## Problem details
Track down each line below containing the string "SolrSearchSinkConfig" and copy it.
★ ★ ★
PR #305, opened 2016-07-08
Initial Draft for SolrSearch sink plugin.[CDAP 6178]

rashig:
SolrSearch Sink Plugin to write data to a Sinlge Node Solr or to SolrCloud. For design and implementation, please refer:
https://wiki.cask.co/display/CE/Solr+Search+or+Cloudera+Search


solrsearch-plugins/src/main/java/co.cask.hydrator.plugin/common/SolrSearchSinkConfig.java
```diff
@@ -0,0 +1,119 @@
...
+  public String getIdField() {
+    return idField;
+  }
+
+  /**
+   * Creates a map for input field and its mapping for output field, if present.
+   *
+   * @return Map of input fields and its mapping
+   */
+  public Map<String, String> getOutputFieldMappings() {
```
anwar6953: Is this logic copied from somewhere? If so, please refactor it to some common place.

solrsearch-plugins/src/main/java/co.cask.hydrator.plugin/realtime/RealtimeSolrSearchSink.java
```diff
@@ -0,0 +1,199 @@
...
+        String.format("Idfield '%s' does not exist in the input schema %s", config.getIdField(), inputSchema));
+    }
+  }
+
+  /**
+   * Validates whether the CDAP data types coming from the input schema are compatible with the Solr data types or not.
+   *
+   * @param inputSchema
+   */
+  private void validateInputFieldsDataType(Schema inputSchema) {
```
anwar6953: seems like we can refactor some of the methods from this class and the batch sink. The implementation of some methods seem to be duplicate.
Consider a Solr utility class, which both sinks can use.

solrsearch-plugins/src/test/java/co.cask.hydrator.plugin/SolrSearchSinkTest.java
```diff
@@ -0,0 +1,291 @@
...
+      StructuredRecord.builder(inputSchema).set("rowid", "1").set("firstname", "Brett").set("lastname", "Lee").set
+        ("address", "NE lake side").set("pincode", 480001).build(),
+      StructuredRecord.builder(inputSchema).set("rowid", "2").set("firstname", "John").set("lastname", "Ray").set
+        ("address", "SE lake side").set("pincode", 480002).build()
+    );
+    MockSource.writeInput(inputManager, input);
+
+    MapReduceManager mrManager = appManager.getMapReduceManager(ETLMapReduce.NAME);
+    mrManager.start();
+    mrManager.waitForFinish(5, TimeUnit.MINUTES);
```
anwar6953, line 164: I think you should validate the data in solr, similar to how you do in the realtime test case

solrsearch-plugins/src/main/java/co.cask.hydrator.plugin/batch/SolrSearchSink.java
```diff
@@ -0,0 +1,216 @@
...
+  private File tempDir;
+
+  public SolrSearchSink(SolrSearchSinkConfig config) {
+    this.config = config;
+  }
+
+  @Override
+  public void prepareRun(BatchSinkContext batchSinkContext) throws Exception {
+    // Setting FileOutputFormat.setOutputPath in order to resolve the 'Output directory not set' error.
+    tempDir = Files.createTempDir();
```
anwar6953: its performing all IO to this temp dir?
That seems quite inefficiency.
Instead, can you use NullOutputFormat?
https://hadoop.apache.org/docs/r2.4.1/api/org/apache/hadoop/mapreduce/lib/output/NullOutputFormat.html

solrsearch-plugins/src/main/java/co.cask.hydrator.plugin/batch/SolrSearchSink.java
```diff
@@ -0,0 +1,216 @@
...
+  }
+
+  @Override
+  public void destroy() {
+    solrClient.shutdown();
+  }
+
+  @Override
+  public void onRunFinish(boolean succeeded, BatchSinkContext context) {
+    File directory = new File(tempDir.getAbsolutePath() + "/temp");
```
anwar6953: this deletion can be removed if you use:
https://hadoop.apache.org/docs/r2.4.1/api/org/apache/hadoop/mapreduce/lib/output/NullOutputFormat.html

solrsearch-plugins/src/main/java/co.cask.hydrator.plugin/batch/SolrSearchSink.java
```diff
@@ -0,0 +1,216 @@
...
+  }
+
+  /**
+   * Verifies whether the Solr server is running or not. Also, validates whether the collection provided by user is
+   * registered with the Solr server or not.
+   */
+  private void verifySolrConfiguration() {
+    SolrClient client = getSolrConnection();
+    try {
+      client.ping();
```
anwar6953: is it possible to ping without specifying a collection?
That way, we can know whether the issue is the host/port or the collection not existing?

solrsearch-plugins/src/main/java/co.cask.hydrator.plugin/common/SolrSearchSinkConfig.java
rashig: Kept this method in config class, as it is related with SolrSearch sink config and utilized by both batch and realtime SolrSearch plugins.
Should I move this to SolrUtility class ?

solrsearch-plugins/src/main/java/co.cask.hydrator.plugin/batch/SolrSearchSink.java
rashig: While creating SolrClient object, need to pass the name of a collection when its a Single Node Solr mode. Also, during SolrCloud mode, to make sure that indexing requests should go to the specific collection only, I am adding the collection name while establishing the connection.
Also, I was getting different exceptions (during single node and SolrCloud mode) when Solr server is not running or collection doesn't exists. That's why I kept the message generic.

I will try to separate out both: the server not running and collection not exists cases, and I will update it accordingly.

solrsearch-plugins/pom.xml
```diff
@@ -0,0 +1,143 @@
...
+
+  <dependencies>
+    <dependency>
+      <groupId>org.apache.solr</groupId>
+      <artifactId>solr-solrj</artifactId>
+      <version>5.0.0</version>
+    </dependency>
+    <dependency>
+      <groupId>commons-logging</groupId>
+      <artifactId>commons-logging</artifactId>
```
albertshau, line 45: why is commons logging needed?

solrsearch-plugins/src/main/java/co.cask.hydrator.plugin/common/SolrSearchSinkUtility.java
```diff
@@ -0,0 +1,116 @@
...
+
+import co.cask.cdap.api.data.schema.Schema;
+import org.apache.solr.client.solrj.SolrClient;
+import org.apache.solr.client.solrj.impl.CloudSolrClient;
+import org.apache.solr.client.solrj.impl.HttpSolrClient;
+
+/**
+ * Utility class for SolrSearchSink and RealtimeSolrSearchSink plugins.
+ */
+public class SolrSearchSinkUtility {
```
albertshau: you can put these methods in the SolrSearchSinkConfig class instead of having a utility class where all methods take the config as an argument.

solrsearch-plugins/src/main/java/co.cask.hydrator.plugin/common/SolrSearchSinkUtility.java
```diff
@@ -0,0 +1,116 @@
...
+
+  private static final String SINGLE_NODE_SOLR_MODE = "Single Node Solr";
```
albertshau: lets make these 'singlenode' and 'cloud' instead of multi word values.

solrsearch-plugins/src/main/java/co.cask.hydrator.plugin/common/SolrSearchSinkUtility.java
```diff
@@ -0,0 +1,116 @@
...
+      solrClient = solrCloudClient;
+    }
+    return solrClient;
+  }
+
+  /**
+   * Validates whether the host entered for Single Node Solr instance is proper or not.
+   */
+  public static void validateSolrConnectionString(SolrSearchSinkConfig config) {
+    if (config.getSolrMode().equals(SINGLE_NODE_SOLR_MODE) && config.getSolrHost().contains(",")) {
```
albertshau: do we actually need a mode setting then? Can we just assume multiple hosts means cloud and one host means singlenode?

solrsearch-plugins/src/main/java/co.cask.hydrator.plugin/common/SolrSearchSinkUtility.java
```diff
@@ -0,0 +1,116 @@
...
+        switch (field.getSchema().getType()) {
+          case BOOLEAN:
+          case INT:
+          case LONG:
+          case FLOAT:
+          case DOUBLE:
+          case STRING:
+            break;
+          default:
+            throw new IllegalArgumentException(
```
albertshau: this means nullable fields are not supported? I would think the id field can't be nullable but other fields can be

solrsearch-plugins/src/main/java/co.cask.hydrator.plugin/common/SolrSearchSinkUtility.java
```diff
@@ -0,0 +1,116 @@
...
+  }
+
+  /**
+   * Validates whether the Id field provided by user is present in the input schema or not.
+   *
+   * @param inputSchema
+   */
+  public static void validateIdField(Schema inputSchema, SolrSearchSinkConfig config) {
+    if (inputSchema != null && inputSchema.getField(config.getIdField()) == null) {
+      throw new IllegalArgumentException(
```
albertshau: also need to check that the id field is not nullable.  I would imagine there are also type restrictions on what can be an id right?

solrsearch-plugins/src/main/java/co.cask.hydrator.plugin/batch/SolrSearchSink.java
★ ★ ★
## Written response
solrsearch-plugins/src/main/java/co.cask.hydrator.plugin/common/SolrSearchSinkConfig.java
+  public SolrSearchSink(SolrSearchSinkConfig config) {
solrsearch-plugins/src/main/java/co.cask.hydrator.plugin/common/SolrSearchSinkConfig.java
albertshau: you can put these methods in the SolrSearchSinkConfig class instead of having a utility class where all methods take the config as an argument.
+  public static void validateSolrConnectionString(SolrSearchSinkConfig config) {
+  public static void validateIdField(Schema inputSchema, SolrSearchSinkConfig config) {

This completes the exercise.